1 2 3 4 5 6 7 8 9 10
2 4 6 8 10 12 14 16 18 20
3 6 9 12 15 18 21 24 27 30
4 8 12 16 20 24 28 32 36 40
5 10 15 20 25 30 35 40 45 50
6 12 18 24 30 36 42 48 54 60
7 14 21 28 35 42 49 56 63 70
8 16 24 32 40 48 56 64 72 80
9 18 27 36 45 54 63 72 81 90
10 20 30 40 50 60 70 80 90 100
This example uses two for loops, and the outside for loop focuses on each row in the multiplication table, and the nested for loop focuses on the columns within each row. Each loop iterates over a list that contains integers 1 through 10 (containing 10). The innermost print statement uses a new concept called string formatting to create beautifully formatted tables. String formatting is a useful technique for creating a string that consists of different data types in beautifully formatted layouts. Now the details are not important and will be covered in future articles (anyone who understands the printf method of the C programming language will be familiar with them). In this case, the string formatting specifies that a new string will be created from an integer and that three characters are required to hold the integer (if the integer is less than three characters, it will be padded on the left with a space, thus arranging the data neatly). The second print statement prints a new line so that the next line in the multiplication table is printed on the new row.
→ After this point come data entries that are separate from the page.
PR #4372, opened 2025-03-05
Enable '-Xjvm-default=disable' explicitly to prevent API dump changes

udalov:
The default mode is changing from 'disable' to 'enable' in KT-71768. However, core libraries will migrate to the new '-jvm-default=enable' mode explicitly, once they update to Kotlin 2.2, see KT-72051.


udalov:
This change is similar to https://github.com/Kotlin/kotlinx.coroutines/pull/4361, except that it's against the main dev branch (which is apparently easier for everyone in terms of user project / release train maintenance) and it uses `-Xjvm-default` so that the project will be compilable against both 2.1.20 and 2.2.0 with the same resulting binaries.

PR #4377, opened 2025-03-08
fix for image width

LiYing2010:


docs/topics/debug-coroutines-with-idea.md
```diff
@@ -108,12 +108,12 @@ Using IntelliJ IDEA debugger, you can dig deeper into each coroutine to debug yo
 
 If you use `suspend` functions, in the debugger, you might see the "was optimized out" text next to a variable's name:
 
-![Variable "a" was optimized out](variable-optimised-out.png)
+![Variable "a" was optimized out](variable-optimised-out.png){width=480}
```
LiYing2010, line 111: JFYI
this image is a little too big in html page
so I think it will be better to change its width

koshachy (approved):
LGTM

PR #4380, opened 2025-03-09
Add StateFlow<T>.onSubscription

### LINKED ISSUE #4275: Add StateFlow<T>.onSubscription
**Use case**

The current `SharedFlow<T>.onSubscription` implementation returns a `SharedFlow<T>`, which means losing type information when calling it from a `StateFlow<T>`. It would be nice to have a `StateFlow<T>.onSubscription` counterpart for `StateFlow<T>`, thus avoiding the aforementioned issue.

**The Shape of the API**

Unless there are implementation details I'm unaware of, the API could be copy-pasted from the `SharedFlow<T>.onSubscription` implementation and adapted to work with `StateFlow<T>`:

```kotlin
public fun <T> StateFlow<T>.onSubscription(action: suspend FlowCollector<T>.() -> Unit): StateFlow<T> =
    SubscribedStateFlow(this, action)

@OptIn(ExperimentalForInheritanceCoroutinesApi::class)
private class SubscribedStateFlow<T>(
    private val stateFlow: StateFlow<T>,
    private val action: suspend FlowCollector<T>.() -> Unit
) : StateFlow<T> by stateFlow {
    override suspend fun collect(collector: FlowCollector<T>) =
        stateFlow.collect(SubscribedFlowCollector(collector, action))
}
```

**Prior Art**

- [SharedFlow<T>.onSubscription](https://github.com/Kotlin/kotlinx.coroutines/blob/d8d6f8f37978b8e202d93b34f23f101df9c5724d/kotlinx-coroutines-core/common/src/flow/operators/Share.kt#L399)
- [SubscribedSharedFlow](https://github.com/Kotlin/kotlinx.coroutines/blob/d8d6f8f37978b8e202d93b34f23f101df9c5724d/kotlinx-coroutines-core/common/src/flow/operators/Share.kt#L403)

xit0c:
Fixes #4275


kotlinx-coroutines-core/common/src/flow/operators/Share.kt
```diff
@@ -412,6 +412,29 @@ private class SubscribedSharedFlow<T>(
...
+ * (after the subscription is registered).
+ *
+ * The [action] is called before any value is emitted from the upstream
+ * flow to this subscription but after the subscription is established. It is guaranteed that all emissions to
+ * the upstream flow that happen inside or immediately after this `onSubscription` action will be
+ * collected by this subscription.
+ *
+ * The receiver of the [action] is [FlowCollector], so `onSubscription` can emit additional elements.
+ */
+public fun <T> StateFlow<T>.onSubscription(action: suspend FlowCollector<T>.() -> Unit): StateFlow<T> =
```
dkhalanskyjb, line 426: Please also add tests for this. Good inspirations are `SharedFlowTest#testOnSubscription` and `SharedFlowTest#onSubscriptionThrows`, which can be added to `StateFlowTest`. `testOnSubscriptionWithException` is quite complex and doesn't highlight the basic concepts of `onSubscription`, even though it probably tests them well.

dkhalanskyjb, line 426: Please also add `@ExperimentalCoroutinesApi`. We can be fairly certain that this API is benign, but still, better safe than sorry, and also, this gives us the formal permission to publish this in a minor release if needed.

whyoleg: JIC: if `@ExperimentalCoroutinesApi` will be added, then current users who use `SharedFlow.onSubscription` on a variables of type `StateFlow` will start to receive an opt-in warning without a nice ability to use previous overload.

dkhalanskyjb: They could do `.let { it as SharedFlow<T> }.onSubscription`. You raise a good point, though!

dkhalanskyjb (approved):
Well done, thank you!

PR #4388, opened 2025-03-21
Specify explicit return types for some public API functions

KvanTTT:


KvanTTT:
K1 also reports `NO_EXPLICIT_RETURN_TYPE_IN_API_MODE` on a code like that:

```kt
@Deprecated(
    level = DeprecationLevel.ERROR,
    message = "This function is prohibited",
)
public fun Int.<!NO_EXPLICIT_RETURN_TYPE_IN_API_MODE!>deprecatedFunction<!>() = 42
```

If skip the reporting for `DeprecationLevel.ERROR`, than it's a breaking change that it's better to avoid.

dkhalanskyjb:
But we are using K2 already: https://github.com/Kotlin/kotlinx.coroutines/blob/465e29d325841244f3a1aac2e13073bc965f9736/gradle.properties#L4

KvanTTT:
I understand. I mean I fixed a bug with missing `NO_EXPLICIT_RETURN_TYPE_IN_API_MODE` on extension members (see https://youtrack.jetbrains.com/issue/KT-74325/Explicit-API-mode-does-not-enforce-explicit-return-types-for-extension-properties) and it caused the compiler failure on this project because `NO_EXPLICIT_RETURN_TYPE_IN_API_MODE` is reported on extensions as it should be.

After that, I checked if `NO_EXPLICIT_RETURN_TYPE_IN_API_MODE` is reported on members marked by `DerprecationLevel.ERROR` in K1 and it's reported. Currently I would like to avoid breaking this behavior because it could turn some red code into green. Also, I'm not sure if `NO_EXPLICIT_RETURN_TYPE_IN_API_MODE` should consider annotations at all, the return type is missing in public API even despite the annotation.

dkhalanskyjb (approved):
Shouldn't this PR target `develop`? `kotlin-community/k2/dev` doesn't need any approval from the library maintainers.

KvanTTT:
Ok, if I can merged to `kotlin-community/k2/dev` without approvement, I can also create a similar MR to `develop`.

woainikk (approved):

PR #4392, opened 2025-03-24
Fulfill the new requirements for Kotlin User Projects

dkhalanskyjb:


woainikk (approved):

buildSrc/src/main/kotlin/CommunityProjectsBuild.kt
```diff
@@ -147,3 +148,36 @@ fun shouldUseLocalMaven(project: Project): Boolean {
     }
     return hasSnapshotDependency || isSnapshotTrainEnabled(project)
 }
+
+/**
+ * Returns a non-null value if the CI needs to override the default behavior of treating warnings as errors.
+ * Then, `true` means that warnings should be treated as errors, `false` means that they should not.
```
hrach, line 154:
```suggestion
 * Then, `enable` means that warnings should be treated as errors, `disable` means that they should not.
```

buildSrc/src/main/kotlin/CommunityProjectsBuild.kt
```diff
@@ -147,3 +148,36 @@ fun shouldUseLocalMaven(project: Project): Boolean {
...
+ */
+private fun warningsAreErrorsOverride(project: Project): Boolean? =
+    when (val prop = project.rootProject.properties["kotlin_Werror_override"] as? String) {
```
osipxd, line 157: Probably, should be used API compatible with isolated projects?
```suggestion
    when (val prop = project.providers.gradleProperty("kotlin_Werror_override").orNull) {
```

osipxd: Sure!
Calling `Project.properties` is quite expensive because it collects not only properties from `gradle.properties` and CLI arguments, but also tasks and their fields, extensions, extras, conventions, etc (see https://github.com/gradle/gradle/issues/25053)
`getProperty` and `hasProperty` are better, but they're not compatible with [isolated projects](https://docs.gradle.org/current/userguide/isolated_projects.html#build_logic_constraints) because of the access to `properties` of another project.

Since you're getting the property from the root project, it should be safe to use `providers.gradleProperty` which looks for Gradle properties in the root project. As a bonus, this API is compatible with isolated projects (which I hope will be stable someday) as there is no need in calling methods of the `rootProject`

osipxd: However, as soon as this syntax is used everywhere in this file, this change is indeed out of the scope of the current PR.

woainikk:
@dkhalanskyjb can you please also like this?: 
Implement a Gradle property for passing additional CLI options to the Kotlin compiler
(property naming is not critical but kotlin_additional_cli_options is suggested for consistency). And the passed kotlin_additional_cli_options should be applied as compiler options

dkhalanskyjb:
@woainikk, are there examples (either of other libraries doing this or of this property being used)? What exactly is the content of the property? Is it a space-separated list of strings? A comma-separated list? Something else? Should the options go before or after the usual ones (if that's important)?

woainikk:
@dkhalanskyjb Can you please also add logging to somewhere, to all applied compiler flags were printed to log?

qwwdfsad (approved):
Let's figure overridable `-Werror` separately

PR #4421, opened 2025-04-23
Use providers.gradle property instead of rootProject.properties in the build scripts

dkhalanskyjb:
See <https://github.com/Kotlin/kotlinx.coroutines/pull/4392/files#r2016110128>
for an explanation of the benefits of this.

Additionally, the `integration-testing` no longer sees the `kotlinx.coroutines` having a `SNAPSHOT` version (which is always the case) as a valid reason to start looking at development repositories for packages.

### DIFF
--- a/build.gradle.kts
+++ b/build.gradle.kts
@@ -40,7 +40,7 @@ allprojects {
     if (deployVersion != null) version = deployVersion
 
     if (isSnapshotTrainEnabled(rootProject)) {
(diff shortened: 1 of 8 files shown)


qwwdfsad (approved):
Nice one! Though I must admit, it hurts to read how `Properties.getProperties()` is implemented and how exactly `gradleProperty` helps

qwwdfsad:
image

Why would they change properties? Properties are properties!

Issue #4205, opened 2024-08-05
Some problem about `addLast` in LockFreeTaskQueue


autorain:
```kotlin
fun addLast(element: E): Int {
        _state.loop { state ->
            if (state and (FROZEN_MASK or CLOSED_MASK) != 0L) return state.addFailReason() // cannot add
            state.withState { head, tail ->
                val mask = this.mask // manually move instance field to local for performance
                // If queue is Single-Consumer then there could be one element beyond head that we cannot overwrite,
                // so we check for full queue with an extra margin of one element
                if ((tail + 2) and mask == head and mask) return ADD_FROZEN // overfull, so do freeze & copy
                // If queue is Multi-Consumer then the consumer could still have not cleared element
                // despite the above check for one free slot.
                if (!singleConsumer && array[tail and mask].value != null) {
                    // There are two options in this situation
                    // 1. Spin-wait until consumer clears the slot
                    // 2. Freeze & resize to avoid spinning
                    // We use heuristic here to avoid memory-overallocation
                    // Freeze & reallocate when queue is small or more than half of the queue is used
                    if (capacity < MIN_ADD_SPIN_CAPACITY || (tail - head) and MAX_CAPACITY_MASK > capacity shr 1) {
                        return ADD_FROZEN
                    }
                    // otherwise spin
                    return@loop
                }
                val newTail = (tail + 1) and MAX_CAPACITY_MASK
                if (_state.compareAndSet(state, state.updateTail(newTail))) {
                    // successfully added
                    array[tail and mask].value = element
                    // could have been frozen & copied before this item was set -- correct it by filling placeholder
                    var cur = this
                    while(true) {
                        if (cur._state.value and FROZEN_MASK == 0L) break // all fine -- not frozen yet
                        cur = cur.next().fillPlaceholder(tail, element) ?: break
                    }
                    return ADD_SUCCESS // added successfully
                }
            }
        }
    }
```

The Range method can also be used to iterate through containers, accessing each item in the sequence by using the appropriate index. To do this, you need an integer list that contains the allowable range index values for the container, which can be easily implemented by using the Range method and the Len method, as shown in Listing 8.
Listing 8. Index container within for loop
>>> st = "Python Is A Great Programming Language!"
>>> for index in range(len(st)):
... print st[index],
...
P y t h o n I s A G r e a t P r o g r a m m i n g L a n g u a g e !
>>> for item in st.split(' '):
... print item, len(item)
...
Python 6
Is 2
A 1
Great 5
Programming 11
Language! 9
This last example shows how to use the Len method as a parameter to the Range method to create an integer list that can be used to access each character in a string individually. The second for Loop also shows how to split a string into a list of substrings (using a space character to indicate the bounds of the substring). For loop iteration substring list, prints each substring and its length.
Conclusion
This article discusses the Python for loop and demonstrates some of its ways to use it. You can use a for loop in conjunction with any Python object that provides iterators, including built-in sequence types such as tuple, string, and list. The For loop and list sequence are powerful when used together, and you'll find yourself using them in many situations. Python provides a simple mechanism for combining these two concepts, called List Understanding, which will be covered in future articles.